Okay, so my feedback:
In the Terminology section is the same hint I had in the account deletion spec: An Actor does not have to represent a user.
Then there is a not fully clear thing in the Proposed Solution Section, Web app behavior: The way I understand this is that the Frontend/User Interface is responsible for the web finger de-referencing. I am not sure if this is what we want. On the one hand the interface is likely connected to the internet (if not, following doesn't work anyways) and has the capabilities. On the other hand, I think we shouldn't split the AP implementation too much between frontend and backend and therefore do the de-referencing in the backend.
In the following users section is a list of currently supported Content Types that are shared with the audience, however this is outside of the scope of this spec and likely to change.
In the API behavior section are no responses defined, I think we should do this.
In the unfollowing users ActivityPub behavior the spec states it is allowed to unfollow unilaterally, and this is probably AP spec compliant. However, we should do it right and inform the target of the Unfollow-Event.

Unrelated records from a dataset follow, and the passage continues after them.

PR #364, opened 2020-12-09
CLI for `get_manifest` method

sujaypatil96:
Based on discussion in issue #328 and `click`-example, adding a CLI for the `get_manifest()` method.

To run this command:

`$ python -m schematic manifest get TITLE PATH_TO_JSON_LD DATA_TYPE --DATASET_ID --SHEET_URL --JSON_SCHEMA`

I am not sure about the relation to public activity and the ability to follow. We probably should have a specific setting for the ability of arbitrary users to follow me, and not couple two things that are really unrelated.
Example: I might want to share my listens publicly, but post audio snippets for my followers only. In this case my activity is public, but I still want to control who gains access to my followers list.
In the UI I wouldn't automatically set the button to "Unfollow" in the case of the Follow activity. In the best case this goes pretty quick, however we probably don't know yet if the Accept bit comes. I would therefore make sure the Button reflects the state correctly by always going from Follow -- Click --> Pending -- Accept --> Unfollow instead of switching to Unfollow directly in some cases.
In the blocking section, its probably just wording, but multilateral seems to be the wrong term here. I can always block anyone without any involvement of other parties. Its my decision, my power. AP even forbids us to inform the blocked actor of the block, so its likely unilateral?
I think in the API behavior section for the blocking we should change the vocabulary from requesting and target user to blocking and blocked user. This is way more clearer and less confusing, especially since its a unilateral transaction and we do not need to make clear that both involved parties have the ability to block.
In the AP section for the blocking feature step 2 is wrong. Since we cannot inform the blocked user of the block, we don't know if we are blocked or not. And since we don't know and the blocking target probably even avoids letting us know, we can not not send the follow request. We need to send it and it just doesn't get accepted.
Furthermore I can't see why we should send an Undo Activity on the Block Object to the target. They don't know they were blocked, nothing changes.
I think the confusion here comes from the fact that the AP spec has a Client-to-Server and a Server-to-Server spec, while we are only interested in the later and the undo-on-block thing comes from the former.